Dynamic agent binary
Again, more of a usability feature, but I hate having input parameters or flags in my malicious binaries. It also makes it awkward to run them in-memory too.
So, now you generate an agent dynamically like you’re used to with your C2’s beacons. It embeds unique mTLS certificate in there, all the options you might need, and as a bonus of me borrowing code from Sliver, it can also obfuscate the binary with Garble.
This tool is not stealthy at all, but I figured, why bother removing obfuscation capability, if it’s already in there, right?
Independent listeners
The original implementation of listeners is tied to the server and it wouldn’t work properly if the server isn’t reachable. I didn’t have any problems with that, but it just felt weird and I didn’t find any reason for them to be so tightly bound.
In my version, they act like independent redirectors. You can probably find more uses for this functionality, than just chaining agents together. For example, you can use them as lightweight redirectors for your C2 traffic or something.
Future work
This final solution solved all of the problems that I had, but I can’t say that I’m 100% satisfied with the code quality and some of the design decisions I made along the way.

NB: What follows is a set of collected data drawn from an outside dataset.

PR #2986, opened 2024-10-07
Remove more json! usage

GnomedDev:


src/builder/create_components.rs
```diff
@@ -17,19 +16,20 @@ pub enum CreateActionRow<'a> {
...
-                Self::Buttons(x) => serde_json::to_value(x).map_err(S::Error::custom)?,
-                Self::SelectMenu(x) => serde_json::to_value(vec![x]).map_err(S::Error::custom)?,
-                Self::InputText(x) => serde_json::to_value(vec![x]).map_err(S::Error::custom)?,
-            }
-        })
-        .serialize(serializer)
+        use serde::ser::SerializeMap as _;
+
+        let mut map = serializer.serialize_map(Some(2))?;
+        map.serialize_entry("kind", &1_u8)?;
```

I also kept the original server<->agent protocol, which was horrible in terms of usability. It worked out in the end, but I think it requires a complete overhaul.
Furthermore, I feel like the whole management interface can be simplified and the overview of network map could be made for friendly. Maybe even removing direct TUN management altogether could be a good idea, make it more automated.
The pattern I chose for storing agents, listeners, and TUNs feels a little bit raw and the overall internal architecture of the server is probably not the best.
There are also features I omitted because I didn’t find too much benefit in them, but they might be quite useful for someone else. For example, supporting UDP redirection or a more robust certificate management and a capability to revoke certificates of compromised agents.
If I get any suggestions for the new features, I might think about all of it again, we’ll see.